Bug 1301751

Summary: Move all logging to stdout/err to allow systemd throttling logging of errors
Product: [Community] RDO Reporter: Alan Pevec <apevec>
Component: distributionAssignee: Alan Pevec <apevec>
Status: CLOSED WONTFIX QA Contact: Shai Revivo <srevivo>
Severity: high Docs Contact:
Priority: high    
Version: trunkCC: apevec, chris.brown, fdinitto, fpercoco, itamar.landsman, lars, lhh, markmc, michele, pablo.iranzo, rcernin, srevivo, vstinner
Target Milestone: Milestone3   
Target Release: trunk   
Hardware: Unspecified   
OS: Linux   
Whiteboard:
Fixed In Version: Doc Type: Bug Fix
Doc Text:
Story Points: ---
Clone Of: 1294911 Environment:
Last Closed: 2018-11-21 00:37:17 UTC Type: Bug
Regression: --- Mount Type: ---
Documentation: --- CRM:
Verified Versions: Category: ---
oVirt Team: --- RHEL 7.3 requirements from Atomic Host:
Cloudforms Team: --- Target Upstream Version:
Embargoed:

Description Alan Pevec 2016-01-25 22:11:32 UTC
+++ This bug was initially created as a clone of Bug #1294911 +++

Description of problem:

We think that nova-conductor.log, nova-api.log has no "backoff" for throttling logging of errors?

If the OpenStack cluster is stressed there are written errors every 1 ms in the nova-conductor.log, here is example:

...snip, see original BZ for ugly unreadable logs examples...

This ends up in "No space on disk left." and OpenStack environment is unusable.

Could you please check if there is any implementation for throttling error logs?


--- Additional comment from Lars Kellogg-Stedman on 2016-01-19 16:55:54 EST ---

What if we were to (a) stop logging to syslog, (b) stop logging to files, and (c) just log to stdout/stderr (so all log messages would be handled by journald, and could eventually end up in syslog anyway).

Then we could take advantage of the rate limiting support in journald:

RateLimitInterval=, RateLimitBurst=

    Configures the rate limiting that is applied to all messages generated on the system. If, in the time interval defined by RateLimitInterval=, more messages than specified in RateLimitBurst= are logged by a service, all further messages within the interval are dropped until the interval is over. A message about the number of dropped messages is generated. This rate limiting is applied per-service, so that two services which log do not interfere with each other's limits. Defaults to 1000 messages in 30s. The time specification for RateLimitInterval= may be specified in the following units: "s", "min", "h", "ms", "us". To turn off any kind of rate limiting, set either value to 0.

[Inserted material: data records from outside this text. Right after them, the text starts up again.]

PR #5690, opened 2024-10-22
CLDSRV-569 isAccountEncryptionEnabled removed after deleteBucketEncry…

nicolas2bert:
Context:
When a bucket is deleted, we don't remove the encryption information entirely; instead, we hide it using the mandatory property. This allows the default encryption master key to be reused.

Issue:
After calling S3.deleteBucketEncryption, the isAccountEncryptionEnabled flag is being removed. This flag is crucial, as it prevents the master encryption key from being deleted during a bucket deletion when the key is set at the account level.

### DIFF
--- a/lib/api/bucketDeleteEncryption.js
+++ b/lib/api/bucketDeleteEncryption.js
@@ -42,6 +42,11 @@ function bucketDeleteEncryption(authInfo, request, log, callback) {
                 configuredMasterKeyId: sseConfig.configuredMasterKeyId,
             };
 
+            const { isAccountEncryptionEnabled } = sseConfig;
+            if (isAccountEncryptionEnabled) {
+                updatedConfig.isAccountEncryptionEnabled = isAccountEncryptionEnabled;
+            }
+
             bucket.setServerSideEncryption(updatedConfig);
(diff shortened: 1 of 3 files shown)


nicolas2bert:
ping

lib/api/bucketDeleteEncryption.js
```diff
@@ -42,6 +42,11 @@ function bucketDeleteEncryption(authInfo, request, log, callback) {
                 configuredMasterKeyId: sseConfig.configuredMasterKeyId,
```
anurag4DSB, line 42: can we directly add it here?
```
isAccountEncryptionEnabled: sseConfig.isAccountEncryptionEnabled,
```

dvasilas (approved):

lib/api/bucketDeleteEncryption.js
nicolas2bert: It is just to avoid storing the property when it is not needed.

anurag4DSB: Okay, I am good if its an intentional choice.

anurag4DSB (approved):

Comment 2 Christopher Brown 2017-06-17 18:51:03 UTC
This is something I might be interested in picking up but my guess is that it needs _much_ wider input as it will be big change for lots of people.

Oslo supports systemd logging integration:

https://docs.openstack.org/developer/oslo.log/journal.html

There's also an argument that now we have integrated avail and perf monitoring, operators have no excuse not to monitor disk space etc etc.

Comments?

Comment 3 Victor Stinner 2018-06-20 13:15:42 UTC
> We think that nova-conductor.log, nova-api.log has no "backoff" for throttling logging of errors?

I implemented rate limiting in Oslo Log for bz#1294911:

https://docs.openstack.org/oslo.log/latest/configuration/index.html#DEFAULT.rate_limit_interval

rate_limit_interval
    Type:	integer
    Default:	0

    Interval, number of seconds, of log rate limiting.

rate_limit_burst
    Type:	integer
    Default:	0

    Maximum number of logged messages per rate_limit_interval.

rate_limit_except_level
    Type:	string
    Default:	CRITICAL

    Log level name used by rate limiting: CRITICAL, ERROR, INFO, WARNING, DEBUG or empty string. Logs with level greater or equal to rate_limit_except_level are not filtered. An empty string means that all levels are filtered.


Upstream issue (merged 1 year 9 months ago): https://review.openstack.org/#/c/322263/


Rate limiting means dropping logs which has an impact on security and debugging, so it's disabled by default.

Comment 4 Alan Pevec 2018-11-21 00:37:17 UTC
With the move to containerized deployments, logging is under container management control and cannot be solved in packaging so further enhancements should be in the deployment framework, TripleO.